No. She was on her own, and that was bad.
Fatally bad.
She couldn’t bargain with the Viper Posse’s local honcho, couldn’t bribe her way out of the trap. Channer was bent on capturing her father’s territory, taking everything he had, and would not settle for a consolation prize.
She was a pawn to him—or worse, a living sacrifice.
“I don’t want to cut your head off first,” Channer said. “That spoils my game and tells your daddy he’s got nothing left to hope for. Mebbe I should start down on the other end, eh?”
Garcelle tried to imagine what it would feel like, having her feet cut off. Would she bleed out? Not likely, if her captors wanted her alive and suffering. A propane torch would cauterize the wounds, but searing would not stop infection. Not that it would help. Channer would no doubt dismember her completely, long before gangrene could end her misery.
Tell them no more than you have to, she thought grimly.

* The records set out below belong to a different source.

PR #418, opened 2026-01-22
Fix #220: rename `get_`/`set_`-prefixed functions

### LINKED ISSUE #220: Avoid `get_` / `set_`

thierry-martinez:
This commit renames functions that use `get_` / `set_` prefixes in order to make function names more descriptive.

The use of `get_`/`set_` prefixes is widespread in Python codebases, including in external dependencies such as Qiskit (`get_memory`, `get_statevector`) and the Python standard library (`typing.get_origin`, `typing.get_args`).

The renamings in this commit aim to better reflect the semantics of the corresponding functions (e.g., whether they perform a computation, a lookup, or a transformation), without changing behavior.

There is a single behavioral change:

- `extract_measurement_commands` replaces `get_angles` and `get_meas_planes` and now returns a dictionary, instead of the subsequence of commands.

The other renamings are:

- `graph_to_fusion_network` instead of `get_fusion_network_from_graph`;

- `state_to_statevector` instead of `get_statevector`, with a `State` or a more general type as parameter;

- `to_statevector` instead of `get_statevector` and `to_densitymatrix` instead of `get_densitymatrix` in `State`;

- in resource graphs, `fusion_nodes` instead of `get_fusion_nodes`;

- in tensor networks, `basis_amplitude` instead of `get_basis_amplitude`;

- `basis_coefficient` instead of `get_basis_coefficient`;

- `open_tensor` instead of `get_open_tensor_from_index`;

- in flows, `measurement_label` instead of `get_measurement_label`;

- in graph sim, `isolates` instead of `get_isolates`; the new name matches the underlying `nx.isolate`;

- `_norm` instead of `_get_statevec_norm`;

- in pretty-printing, `component_separator_for` instead of `get_component_separator`;

- in measurement methods, `measurement_outcome` instead of `get_measure_result`;

- `store_measurement_outcome` instead of `set_measure_result`;

- `describe_measurement` instead of `get_measurement_description`;

- in tensor networkds, `prepare_graph_state` instead of `set_graph_state`;

- in type conversion for density matrices, `cast_row` instead of `get_row`;

- in patterns and graph sim, `extract_clifford` instead of `get_vops`;

- `place_flow`, `place_gflow`, `place_paths`, `place_edge_paths`, `place_wo_structure`, and `place_all_corrections` instead of `get_pos_from_flow`, `get_pos_from_gflow`, `get_paths`, `get_edge_path`, `get_pos_wo_structure`, and `get_pos_all_correction`;

- `determine_figsize` instead of `get_figsize`;

- `_outcome_to_op_mat` instead of `_op_mat_from_result`;

- `compute_op_mat0` instead of `get_op_mat0`; even though `compute` can be as vague as `get`, `compute_op_mat0` emphasizes in this context that the computation of the matrix operator is lazily deferred;

- `_extract_dependency` instead of `_get_dependency`;

- `_decompose_cz` instead of `_get_decomposed_cz`;

- `set_noise_model` is removed, as it merely encapsulated a direct assignment to the `noise_model` field.

### DIFF
--- a/graphix/pattern.py
+++ b/graphix/pattern.py
@@ -43,12 +43,7 @@ if TYPE_CHECKING:
 
     from graphix.flow.core import CausalFlow, GFlow, XZCorrections
     from graphix.parameter import ExpressionOrSupportsComplex, ExpressionOrSupportsFloat, Parameter
-    from graphix.sim import (
-        Backend,
-        Data,
-        DensityMatrixBackend,
-        StatevectorBackend,
-    )
+    from graphix.sim import Backend, Data, DensityMatrixBackend, StatevectorBackend
     from graphix.sim.base_backend import _StateT_co
     from graphix.sim.tensornet import TensorNetworkBackend
     from graphix.simulator import _BackendLiteral
@@ -113,7 +108,6 @@ class Pattern:
         else:
             self.__input_nodes = list(input_nodes)  # input nodes (list() makes our own copy of the list)
         self.__n_node = len(self.__input_nodes)  # total number of nodes in the graph state
-        self._pauli_preprocessed = False  # flag for `measure_pauli` preprocessing completion
 
         self.__seq = []
         # output nodes are initially a copy input nodes, since none are measured yet
@@ -135,7 +129,6 @@ class Pattern:
         cmd : :class:`graphix.command.Command`
             MBQC command.
         """
-        self._pauli_preprocessed = False
         if cmd.kind == CommandKind.N:
             self.__n_node += 1
             self.__output_nodes.append(cmd.node)
@@ -149,7 +142,6 @@ class Pattern:
 
         :param cmds: sequences of commands
         """
-        self._pauli_preprocessed = False
         for item in cmds:
             if isinstance(item, Iterable):
                 for cmd in item:
@@ -159,7 +151,6 @@ class Pattern:
 
     def clear(self) -> None:
         """Clear the sequence of pattern commands."""
-        self._pauli_preprocessed = False
         self.__n_node = len(self.__input_nodes)
         self.__seq = []
         self.__output_nodes = list(self.__input_nodes)
@@ -171,7 +162,6 @@ class Pattern:
 
         :param input_nodes: optional, list of input qubits (by default, keep the same input nodes as before)
         """
-        self._pauli_preprocessed = False
         if input_nodes is not None:
             self.__input_nodes = list(input_nodes)
         self.clear()
@@ -217,7 +207,6 @@ class Pattern:
         - Input (and, respectively, output) nodes in the returned pattern have the order of the pattern `self` followed by those of the pattern `other`. Merged nodes are removed.
         - If `preserve_mapping = True` and :math:`|M_1| = |I_2| = |O_2|`, then the outputs of the returned pattern are the outputs of pattern `self`, where the nth merged output is replaced by the output of pattern `other` corresponding to its nth input instead.
         """
-        self._pauli_preprocessed = False
         nodes_p1 = self.extract_nodes() | self.results.keys()  # Results contain preprocessed Pauli nodes
         nodes_p2 = other.extract_nodes() | other.results.keys()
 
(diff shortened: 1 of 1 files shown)


graphix/flow/_find_gpflow.py
```diff
@@ -178,7 +178,7 @@ def _og_matrices(self) -> tuple[MatGF2, MatGF2]:
 
         return flow_demand_matrix, order_demand_matrix
 
-    def _get_measurement_label(self, node: int) -> Plane | Axis:
+    def _measurement_label(self, node: int) -> Plane | Axis:
```
emlynsg: I think this function is still a little unclear since it operates on a node not the whole AOG. I suggest `node_measurement_label`.

graphix/sim/base_backend.py
```diff
@@ -464,17 +464,17 @@ def apply_noise(self, qubits: Sequence[int], noise: Noise) -> None:  # noqa: ARG
         raise NoiseNotSupportedError
 
 
-def _op_mat_from_result(
-    vec: tuple[ExpressionOrFloat, ExpressionOrFloat, ExpressionOrFloat], result: Outcome, symbolic: bool = False
+def _outcome_to_op_mat(
```
emlynsg: I would prefer to write `outcome_to_operator_matrix` in full in these cases, for readability.

graphix/graphsim.py
```diff
@@ -510,6 +510,6 @@ def to_statevector(self) -> Statevec:
                 gstate.evolve_single(Ops.H, i)
         return gstate
 
-    def get_isolates(self) -> list[int]:
+    def isolates(self) -> list[int]:
```
emlynsg: I know this is the nx terminology, but would `isolated_nodes` not be more descriptive?

graphix/graphsim.py
```diff
@@ -139,7 +139,7 @@ def apply_vops(self, vops: Mapping[int, Clifford]) -> None:
                 else:
                     raise RuntimeError
 
-    def get_vops(self) -> dict[int, Clifford]:
+    def extract_vops(self) -> dict[int, Clifford]:
```
emlynsg, line 142: I like that this matches the attribute name `vops`, but why don't we just call both `clifford_operations`?

graphix/visualization.py
```diff
@@ -134,43 +134,43 @@ def visualize(
...
+                def place_paths(
                     pos: Mapping[int, _Point],
                 ) -> tuple[Mapping[_Edge, Sequence[_Point]], Mapping[_Edge, Sequence[_Point]] | None]:
-                    return self.get_edge_path(cf, pos)
+                    return self.place_edge_paths(cf, pos)
 
             else:
                 print("No flow or gflow detected in the graph.")
-                pos = self.get_pos_wo_structure()
+                pos = self.place_wo_structure()
```
emlynsg: I assume `wo` here stands for without, but it is confusing. We could just use `no` instead if writing `without` in full is too long.

thierry-martinez: Replaced by `without`.

graphix/graphsim.py
thierry-martinez: Fixed.

graphix/sim/base_backend.py
thierry-martinez: Fixed.

graphix/flow/_find_gpflow.py
thierry-martinez: Fixed.

graphix/graphsim.py
thierry-martinez: As discussed in the Qode meeting, the terminology *vertex operators* comes from the fact that only a subset of the Clifford gates can appear in the graph simulator. Since the status of the `graphsim` module is unclear, I prefer to leave it untouched for now.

Everybody breaks, but hold on as long as you can. Make the bastards work for it.
“Ten toes it is,” Channer declared, and moved off toward the doorway. He opened it and called to someone on the Other Side, “Gimme the little saw, brother. And one of those blue tarps.”
* * *
BOLAN HAD GONE all out, picking his tools for the Miami mission. Riding with him on the southbound highway was a Steyr AUG assault rifle, a Benelli M4 Super 90 semiautomatic shotgun, a Desert Eagle .44 Magnum pistol, and his favorite Beretta 93R selective-fire sidearm. For long-range work, he’d picked a Barrett M98B sniper rifle. The Barrett is a bolt-action weapon, feeding .338 Lapua Magnum rounds from a ten-round detachable box magazine. Top off that ensemble with spare magazines all around, plus two dozen M68 fragmentation grenades, and the Executioner was ready to rumble.